Recently, while grocery shopping she realized she had forgotten her store discount card and asked the clerk (an elderly man) if he had a card at his register he could run through instead (most of the clerks do!). He flat out refused and while they went back and forth for a time, she ended up not getting her sale prices When she told me this story, I was OUTRAGED! I railed about how awful the clerk was, how inconsiderate, what an evil, petty person! My friend just sighed and said ,"Who knows, maybe he just found out some awful news about his wife." (I would have been plotting my revenge with a grocery cart after store hours.)

In spinning the other day, she was too late to get a spot in the class. I was disappointed, but my disappointment quickly turned to anger, then rage when the bike next to me, which had a water bottle and a sweatshirt draped on it, remained EMPTY for the first 15 minutes of class. (Someone else who had been shut out poked her head into the room and I told her to take the bike, dammit!) When I told my friend about this afterwards, again, I worked myself up into a frenzy, damning whomever would be so thoughtless to claim that bike for themselves and not use it!(or for someone else...I'm still not convinced it wasn't someone in class claiming a bike for a friend...) My friend turned to me and said, "Maybe something came up that prevented them from spinning. You don't know."

I guess you would call this kind of attitude optimism, but I always lump that word in with the whole glass half empty/half full debate. My friend is always willing to give the other person the benefit of the doubt. She assumes the best about total strangers instead of the worst. To my knowledge, the only two people she has EVER expressed a negative opinion about are Oprah Winfrey (she HATES that Oprah is on the cover of her own magazine EVERY month) and Rachel Ray ("...overexposed, annoying voice and her hands are as big as catcher's mitts...").

I wish I could be more like my friend. I told her this and to my surprise she launched into all the ways that she admires me where she falls short (knowledge of current events, computer savvy, and my ability to embrace things head on).

This made me realize that it is our similarities that initially bring us together, but it is our differences that make our friendships interesting.

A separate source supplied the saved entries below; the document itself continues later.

Issue #516, opened 2021-07-16
subPath mkdir


droctothorpe:
**Is your feature request related to a problem?/Why is this needed**
If I mount a subPath that doesn't exist, the mount fails. This is not true for the default provisioner. 

/feature

**Describe the solution you'd like in detail**
Specifying a subPath that doesn't exist should create the specified directory. 

**Describe alternatives you've considered**
Creating and chowning via an initContainer, but that's somewhat absurd. 

**Additional context**
I think K8s handles this natively here: 
https://github.com/kubernetes/kubernetes/blob/ea0764452222146c47ec826977f49d7001b0ea8c/pkg/volume/util/subpath/subpath_linux.go#L355
Maybe we can port some of the logic over. 

I'd be open to taking a stab at a PR if ya'll think this is a good idea.

droctothorpe:
Some additional context: JupyterHub/Kubespawner/Z2JH rely on subpaths to scope what subfolders users can mount on an EFS. When a new user onboards, the native controller creates the specified subPath. That doesn't happen with the EFS CSI driver. I would just use the native controller, but I need to mount as `1000:1000`, which is only possible with the EFS CSI driver. The JH workaround is to mount as root, create the subPath (in the K8s worker node / kubelet, not the container), then chown in the container, then deescalate. That's an unfortunate model because it requires granting root privileges to user containers which we want to avoid.

wongma7:
What do you mean default provisioner? The CSI driver is ignorant of subPaths and Pods, subPaths are handled at the kubelet level (you can think of the driver as one level "below" kubelet). So technically speaking I believe this is impossible.

droctothorpe:
If I set storageClass to "", kubelet creates the subPath without issue. If I set storageClass to the efs csi driver, kubelet complains that the subpath doesn't exist. The question, I guess, is why does the default storageClass support subPath creation, and the efs csi driver storage class not?

wongma7:
Could you share your PV, PVC, and Pod yamls if possible, plus the exact "doesn't exist" error ? (storageClass being empty string is different from storageClass being nil i.e. not having storageClass in your PVC at all, so I want to make sure what storage driver/plugin (kubernetes.io/aws-ebs?) exactly has different subPath behavior. )

[...]

PR #640, opened 2022-02-23
Allow more control of the name of the directory created by the Access Point under Dynamic Provisioning

### LINKED ISSUE #543: Dynamic basePath

jonathanrainer:
This is a continuation of #568, as that PR was opened incorrectly and messing around with it was much more trouble than just opening a new PR

***Is this a bug fix or adding new feature?***
This adds a new feature, mostly in response to discussions on Issue https://github.com/kubernetes-sigs/aws-efs-csi-driver/issues/543

***What is this PR about? / Why do we need it?***
At the moment if you use dynamic provisioning the name of the folder created on the EFS is the name of the generated PV however in some use cases this isn't desirable and leads to a lot of confusion. Under this scheme the name of the directory can be controlled by users using a new parameter subPathPattern. This allows users a higher level of control over the directories that are created as they can specify any combination of fixed strings and a set of predefined variables based on what the CSI Spec supports. To stop this causing problems with security, there is additionally a new featureFlag added called `ensureUniqueDirectories` which appends a UUID to the created structure so clashes will be avoided. This is true by default but allows users to explicitly opt into an unsafe mode if they wish to provide the guarantee that there will be not be clashes themselves rather than having the driver enforce it for them.

***What testing is done?***
I have added to the unit tests for the module and I believe this is sufficient because all that is being changed is the directory being added to the AccessPointOpts struct. There might want to be some E2E testing about what happens if that directory already exists but I'm happy to take pointers on that as this is my first PR to the repo.

fixes #543

### DIFF
--- a/docs/README.md
+++ b/docs/README.md
@@ -26,19 +26,21 @@ The following CSI interfaces are implemented:
 * Identity Service: GetPluginInfo, GetPluginCapabilities, Probe
 
 ### Storage Class Parameters for Dynamic Provisioning
-| Parameters          | Values | Default | Optional  | Description |
-|---------------------|--------|---------|-----------|-------------|
-| provisioningMode    | efs-ap |         | false     | Type of volume provisioned by efs. Currently, Access Points are supported. |
-| fileSystemId        |        |         | false     | File System under which access points are created. | 
-| directoryPerms      |        |         | false     | Directory permissions for [Access Point root directory](https://docs.aws.amazon.com/efs/latest/ug/efs-access-points.html#enforce-root-directory-access-point) creation. |
-| uid                 |        |         | true      | POSIX user Id to be applied for [Access Point root directory](https://docs.aws.amazon.com/efs/latest/ug/efs-access-points.html#enforce-root-directory-access-point) creation and for [user identity enforcement](https://docs.aws.amazon.com/efs/latest/ug/efs-access-points.html#enforce-identity-access-points). |
-| gid                 |        |         | true      | POSIX group Id to be applied for [Access Point root directory](https://docs.aws.amazon.com/efs/latest/ug/efs-access-points.html#enforce-root-directory-access-point) creation and for [user identity enforcement](https://docs.aws.amazon.com/efs/latest/ug/efs-access-points.html#enforce-identity-access-points). |
-| gidRangeStart       |        | 50000   | true      | Start range of the POSIX group Id to be applied for [Access Point root directory](https://docs.aws.amazon.com/efs/latest/ug/efs-access-points.html#enforce-root-directory-access-point) creation and for [user identity enforcement](https://docs.aws.amazon.com/efs/latest/ug/efs-access-points.html#enforce-identity-access-points). Not used if uid/gid is set. For user identity enforcement, this value will be applied as both the uid and the gid. |
-| gidRangeEnd         |        | 7000000 | true      | End range of the POSIX group Id. Not used if uid/gid is set. |
-| basePath            |        |         | true      | Path under which access points for dynamic provisioning is created. If this parameter is not specified, access points are created under the root directory of the file system |
-| az                  |        |   ""    | true      | Used for cross-account mount. `az` under storage class parameter is optional. If specified, mount target associated with the az will be used for cross-account mount. If not specified, a random mount target will be picked for cross account mount |
+| Parameters            | Values | Default         | Optional | Description                                                                                                                                                                                                                                                                                                                                                                                   |
+|-----------------------|--------|-----------------|----------|-----------------------------------------------------------------------------------------------------------------------------------------------------------------------------------------------------------------------------------------------------------------------------------------------------------------------------------------------------------------------------------------------|
+| provisioningMode      | efs-ap |                 | false    | Type of volume provisioned by efs. Currently, Access Points are supported.                                                                                                                                                                                                                                                                                                                    |
+| fileSystemId          |        |                 | false    | File System under which access points are created.                                                                                                                                                                                                                                                                                                                                            | 
+| directoryPerms        |        |                 | false    | Directory permissions for [Access Point root directory](https://docs.aws.amazon.com/efs/latest/ug/efs-access-points.html#enforce-root-directory-access-point) creation.                                                                                                                                                                                                                       |
+| uid                   |        |                 | true     | POSIX user Id to be applied for [Access Point root directory](https://docs.aws.amazon.com/efs/latest/ug/efs-access-points.html#enforce-root-directory-access-point) creation.                                                                                                                                                                                                                 |
+| gid                   |        |                 | true     | POSIX group Id to be applied for [Access Point root directory](https://docs.aws.amazon.com/efs/latest/ug/efs-access-points.html#enforce-root-directory-access-point) creation.                                                                                                                                                                                                                |
+| gidRangeStart         |        | 50000           | true     | Start range of the POSIX group Id to be applied for [Access Point root directory](https://docs.aws.amazon.com/efs/latest/ug/efs-access-points.html#enforce-root-directory-access-point) creation. Not used if uid/gid is set.                                                                                                                                                                 |
+| gidRangeEnd           |        | 7000000         | true     | End range of the POSIX group Id. Not used if uid/gid is set.                                                                                                                                                                                                                                                                                                                                  |
+| basePath              |        |                 | true     | Path under which access points for dynamic provisioning is created. If this parameter is not specified, access points are created under the root directory of the file system                                                                                                                                                                                                                 |
+| subPathPattern        |        | `/${.PV.name}`  | true     | The template used to construct the subPath under which each of the access points created under Dynamic Provisioning. Can be made up of fixed strings and limited variables, is akin to the 'subPathPattern' variable on the [nfs-subdir-external-provisioner](https://github.com/kubernetes-sigs/nfs-subdir-external-provisioner) chart. Supports `.PVC.name`,`.PVC.namespace` and `.PV.name` |
+| ensureUniqueDirectory |        | true            | true     | **NOTE: Only set this to false if you're sure this is the behaviour you want**.<br/> Used when dynamic provisioning is enabled, if set to true, appends the a UID to the pattern specified in `subPathPattern` to ensure that access points will not accidentally point at the same directory.                                                                                                |
+| az                    |        | ""              | true     | Used for cross-account mount. `az` under storage class parameter is optional. If specified, mount target associated with the az will be used for cross-account mount. If not specified, a random mount target will be picked for cross account mount                                                                                                                                          |
 
-**Note**  
+**Note**
 * Custom Posix group Id range for Access Point root directory must include both `gidRangeStart` and `gidRangeEnd` parameters. These parameters are optional only if both are omitted. If you specify one, the other becomes mandatory.
 * When using a custom Posix group ID range, there is a possibility for the driver to run out of available POSIX group Ids. We suggest ensuring custom group ID range is large enough or create a new storage class with a new file system to provision additional volumes. 
 * `az` under storage class parameter is not be confused with efs-utils mount option `az`. The `az` mount option is used for cross-az mount or efs one zone file system mount within the same aws account as the cluster.
@@ -179,13 +181,13 @@ This procedure requires Helm V3 or later. To install or upgrade Helm, see [Using
    helm repo add aws-efs-csi-driver https://kubernetes-sigs.github.io/aws-efs-csi-driver/
    ```
 
-1. Update the repo.
+2. Update the repo.
 
    ```sh
    helm repo update aws-efs-csi-driver
    ```
 
-1. Install a release of the driver using the Helm chart.
+3. Install a release of the driver using the Helm chart.
 
    ```sh
    helm upgrade --install aws-efs-csi-driver --namespace kube-system aws-efs-csi-driver/aws-efs-csi-driver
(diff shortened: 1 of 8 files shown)


jonathanrainer:
Right, sorry about the PR wrangling, but now we're back I can continue the conversation from #568.

@iAnomaly, @wolffberg - This is where the PR continues. @wolffberg I've addressed your points about validating the created EFS by explicitly validating it before we send it off the API and have added tests to that effect.

@wongma7 - I had a long think about your comments re: security and think I've come up with a compromise. My general view is always that things should be secure by default but should allow you to turn off those controls in the knowledge that you're explicitly opting in to having to manage those guarantees yourself. So to that end I've introduced another parameter `ensureUniqueDirectories` which adds a UUID to the end of any directory path specified to ensure that directories are unique. This is on by default so I imagine most users won't notice. You can turn this off to get the behaviour originally specified but throughout the README's and examples it makes it clear that then you are opting in to the responsibility to manage the guarantees yourself. This was it's not a surprise for users and it would require you to make a bad change in two places for something bad to happen.

I hope this is satisfactory and if not I'm more than happy to have a discussion about it. Further I realise some of the Go may not be 100% correct as I'm fairly new to the language and some of the most common idioms still elude me so feel free to comment away but hopefully this is a much better proposition than that proposed previously.

docs/README.md
```diff
@@ -26,18 +26,19 @@ The following CSI interfaces are implemented:
...
+| subPathPattern        |        | `/${.PV.name}`  | true     | The template used to construct the subPath under which each of the access points created under Dynamic Provisioning. Can be made up of fixed strings and limited variables, is akin to the 'subPathPattern' variable on the [nfs-subdir-external-provisioner](https://github.com/kubernetes-sigs/nfs-subdir-external-provisioner) chart. Supports `.PVC.name`,`.PVC.namespace` and `.PV.name` |
+| ensureUniqueDirectory |        | true            | true     | **NOTE: Only set this to false if you're sure this is the behaviour you want**.<br/> Used when dynamic provisioning is enabled, if set to true, appends the a UID to the pattern specified in `subPathPattern` to ensure that access points will not accidentally point at the same directory.                                                                                                |
```
iAnomaly, line 40: Minor typo? Should `appends the a UID to the pattern specified` say `appends the UID to the pattern specified`?

iAnomaly (approved):

iAnomaly:
This is awesome @jonathanrainer , really appreciate all your time on this and all the cases you covered with tests. I went looking for the omitted `basePath` empty `subPathPattern` which achieves the AWS EFS Console default behavior of just `/` as the root path for the Access Point and sure enough you've got that in there.

Thanks again, this will be an awesome flexible feature once merged.

wongma7:
/ok-to-test

I will not have time to review for a while but in principle yes  I want this merged, thanks for patience

docs/README.md
jonathanrainer: I went with `appends a UUID to the pattern specified` but you're right it's definitely a typo!

thomaspaulin:
I've run into a use case where these changes would be highly desirable. Thanks team!

examples/kubernetes/dynamic_provisioning/README.md
```diff
@@ -20,13 +20,23 @@ parameters:
   gidRangeStart: "1000"
   gidRangeEnd: "2000"
   basePath: "/dynamic_provisioning"
+  subPathPattern: "${.PVC.namespace}/${PVC.name}"
```
wolffberg, line 23: I think you're missing a `.` in `${PVC.name}`

jonathanrainer:
Just to prove this actually works, I spun up this on an EFS cluster I built with the following storageClass

```
allowVolumeExpansion: true
apiVersion: storage.k8s.io/v1
kind: StorageClass
metadata:
  creationTimestamp: "2022-06-12T15:32:21Z"
  labels:
    provisioning-type: dynamic
  name: efs-dynamic
  resourceVersion: "14170"
  uid: 470ddcd4-4df4-42b5-a691-e99520c1a708
parameters:
  basePath: /dynamic
  directoryPerms: "777"
  ensureUniqueDirectories: "false"
  fileSystemId: fs-05427a7b4af6c1fcc
  gidRangeEnd: "2000"
  gidRangeStart: "1000"
  provisioningMode: efs-ap
  subPathPattern: /dynamic/${.PVC.name}/foo
provisioner: efs.csi.aws.com
reclaimPolicy: Delete
volumeBindingMode: Immediate
```

Which managed to create the following directory on disk (apologies for the long directory name, just wanted to stress test it a little bit):
Screenshot 2022-06-12 at 16 34 22

jonathanrainer:
Just to prove this actually works, I spun this up on an EKS cluster with the following StorageClass

```
allowVolumeExpansion: true
apiVersion: storage.k8s.io/v1
kind: StorageClass
metadata:
  creationTimestamp: "2022-06-12T15:46:35Z"
  labels:
    provisioning-type: dynamic
  name: efs-dynamic
  resourceVersion: "16864"
  uid: 983866ac-c731-45ac-a22d-1d1edaf7dbda
parameters:
  basePath: ""
  directoryPerms: "777"
  ensureUniqueDirectory: "false"
  fileSystemId: fs-05427a7b4af6c1fcc
  gidRangeEnd: "2000"
  gidRangeStart: "1000"
  provisioningMode: efs-ap
  subPathPattern: /dynamic/${.PVC.name}/foo
provisioner: efs.csi.aws.com
reclaimPolicy: Delete
volumeBindingMode: Immediate
```

Which then generated the following on disk:
Screenshot 2022-06-12 at 16 53 07

So my Unit Test predictions were good and it also showed the value of all the error handling as I got the StorageClass wrong a few times and every time my error handling directed me to the issue quickly.

andre-lx:
Hey @jonathanrainer 

Here at YData we are testing your solution, and fix a big issue for our problem, so thank you and hope this PR get merged soon in order to use the official version. 

Our storage class looks like this:

```
kind: StorageClass
apiVersion: storage.k8s.io/v1
metadata:
  name: shared-sc
provisioner: efs.csi.aws.com
parameters:
  provisioningMode: efs-ap
  fileSystemId: fs-xxxxx
  directoryPerms: "0770"
  gid: 1000
  uid: 1000
  subPathPattern: "/efs"
  ensureUniqueDirectory: "false"
reclaimPolicy: Retain
volumeBindingMode: Immediate
```

About the issue:  https://github.com/kubernetes-sigs/aws-efs-csi-driver/issues/715

We are testing, and we notice that new access points are created each time. For example, here where we have multiple PVC's and each PVC using the same directory.

image


About this issue: https://github.com/kubernetes-sigs/aws-efs-csi-driver/issues/516

We found out, and maybe is worthy of put in the docs, is that with SubPath we can't write to the root path:

SubPaths in the pods will not work with:
```
  subPathPattern: "/efs"
  ensureUniqueDirectory: "false"
```

But after setting as `/efs`everything works great.

jonathanrainer:
Hi @andre-lx, thanks for the very kind words,

With regards your first point, I'd never really considered that access points could be re-used, but you make a very fair point. I'll need to be a bit careful about that intersects with other features, for example if you use the GID range features then you would need a new access point each time because each one would be for a different GID but I don't think it's beyond the realms of possibility to check that is the case, it's also probably a case where adding an E2E test would be a good idea so thanks for spotting that. 

In regards the second point that seems like a bug/gap in my unit testing. I'm going to have a good look at that and hopefully they'll be a fix fairly soon. I'm quite busy this week but hopefully will get a chance to look over this at the weekend and will post the results of my findings when I have them.

Thanks so much for taking an interest, and I look forward to getting to the bottom of these issues.

jonathanrainer:
Hi @andre-lx,

I've looked into both the issues you've raised and I'll respond to them in turn:

1. With the issue around setting 
```
subPathPattern: "/"
ensureUniqueDirectory: "false"
```
I've run some tests and it appears the code is operating exactly as I'd expect, i.e. the request to AWS requests an accessPoint that's root directory is "/". What error are you seeing when this happens? And further what use case does this service? Setting the subPath pattern like that would simply allow you to gain access to the root of the directory, which I guess is useful, but if that's what you want then why not just create a PV/PVC statically and mount that PVC into multiple pods? It seems simpler and like it would accomplish what you want without needing this feature. This might also be helped by the work done in #732.

2. With the issue around re-use of access points, I've had a look into this and I'm not sure it's a good idea, for one thing it introduces the need for concurrency controls and entails quite a lot of book-keeping on the drivers side to make sure the set of access points is correct with respect to the cluster. You have to guarantee that you can lock access to the AWS API so that two concurrent requests from a PVC end up sharing one and also you'd have to ensure that when one PVC got deleted the access point didn't disappear from the other PVCs that were using it.

However I think that the recent PR I've raised in #732 might help you out with the problem you're having, and that one combined with this one will give a similar kind of functionality without depleting the access points available. If this is something that would still be useful then it's probably something a future PR could tackle but I think it's scope creep for this current PR.

gfafonso:
Hey! This is highly desirable by my side... Any time frame on it going merged?

tgeo-cambrian:
Hello, any news on merging this?
This will save a lot of trouble. Currently sharing an EFS access point for shared services let's say in a cluster, leads us to create a PV and a PVC in each of the 30 namespaces (one per microservice) that reside in a cluster.

If this could get merged, we can use a shared services storage class with dynamic provisioning instead and a fixed subpath so we could create all those dynamically using only the PVC's and reducing the clutter.

luismy:
Any news on this one? This will also save us loads of work

jonathanrainer:
@Ashley-wenyizha Sorry I've been so long to sort this out, am really eager to get this merged soon if we can and happy to do whatever's necessary to make that happen :)

luismy:
Exciting times! So looking forward to this!

jz0912:
Are there any updates? I'm waiting to be merged.

jonathanrainer:
Hi @Ashley-wenyizha, I know you said https://github.com/kubernetes-sigs/aws-efs-csi-driver/pull/732#issuecomment-1536595665 that this issue would be progressing as well, has there been any further progress? More than happy to help in any way I can :)

SpoddyCoder:
Thought it would be useful just to point out this PR resolves a Disaster Recovery issue that can arise when using dynamic provisioning.

Consider - a cluster running disparate workloads, with dynamic PVC's defined in mutiple repo's. Now imagaine the cluster completely dies and requires rebuilding all the deployments from manifests. The present dynamic provisioning model would be very awkward to reconnect the EFS state directories back up to the correct deployment. You'd need to modify all the PVC's (in all their different repos) and essentially convert them to static provisioning to define the path where the files still exist. In which case you may as well just start with static provisioning model....

Thanks to the people who have put considerable effort into this PR - hope it gets merged soon.

pkg/driver/controller.go
```diff
@@ -236,8 +247,41 @@ func (d *Driver) CreateVolume(ctx context.Context, req *csi.CreateVolumeRequest)
...
 	rootDirName := volName
-	rootDir := basePath + "/" + rootDirName
+	// Check if a custom structure should be imposed on the access point directory
+	if value, ok := volumeParams[SubPathPattern]; ok {
+		// Try and construct the root directory and check it only contains supported components
+		val, err := interpolateRootDirectoryName(value, volumeParams)
+		if err == nil {
+			klog.Infof("Using user-specified structure for access point directory.")
+			rootDirName = val
+			if value, ok := volumeParams[EnsureUniqueDirectory]; ok {
```
Ashley-wenyizha, line 262: When we release this new feature and customer upgraded to adopt this feature, controller can not really find the subPathPattern or EnsureUniqueDirectory in its existing volume param.

From the logic here, it seems that will still use PV name for access point directory like before correct?

So theoretically this should not break any existing customer use cases

jonathanrainer: Yes that's correct, once this is released a customer has to explicitly opt into it for it to become active, by setting a subPath pattern. This was one of the key reasons for using a newly defined key so that this behaviour is an enhancement rather than replacement for what the driver already does. 

`ensureUniqueDirectory` is the same, setting it on its own won't do anything, only when the combination of `subPathPattern` and `ensureUniqueDirectory` are set does it work. If neither are set then the code behaves exactly as it was before, with respect to the behaviour of basePath etc. So yes when this releases unless a customer actively changes their StorageClass to turn this new behaviour on they won't notice any difference.

Ashley-wenyizha:
Hi Jonathan @jonathanrainer,

Thanks for the patience and apologize about the delay, this PR lgtm, could you give it a rebase and squash into 1-3 commits? We can merge this afterwards and you can continue to revise PR 732

thanks!

harshad-jpmc:
bump!

Ashley-wenyizha:
Hi Jonathan @jonathanrainer,

this PR lgtm, could you give it a pull + rebase and squash into 1-3 commits? We can merge this afterwards and you can continue to revise PR 732

thanks!

jonathanrainer:
@Ashley-wenyizha Hi, sorry for the delay, real life stuff got a bit on top of me! But have done what you wanted now and this is ready to merge as and when you'd like :)

jonathanrainer:
@Ashley-wenyizha FYI I had to make a small change to the sanity tests because the EFS API Request won't accept paths more than 100 characters but the sanity attempts to use a volume name of 128 characters. In this case I think it's fine because this is the mechanism by which you'd get around exactly this problem but if you think there's a better solution then let me know

joebowbeer:
@jonathanrainer It looks like the new properties (`subPathPattern`, `ensureUniqueDirectory`) were released with helm chart 2.4.9, but **_not_** in the driver appVersion 1.6.0 that this helm chart uses.

When will these properties be supported in a released appVersion?

Also, note the typo in the helm docs: `s/ensureUniqueDirectories/ensureUniqueDirectory/`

Here's to ALL of my incredible friends!

2 comments:

FITFREAK said...

How sweet! Now....when the hell are you going to write about ME? You could say how nice I am, how funny and personable and how mean I can be too! All the good stuff!

FLOSSY said...

How about how you still look like you are about 20 years old!!! (Bitch!) and you have the best hair of anyone I know, and you sometimes make me laugh so hard my face hurts... Let's see, yes you are mean when it comes to making me work harder than I want, but you also were the one that made me run my first (and only!) road race!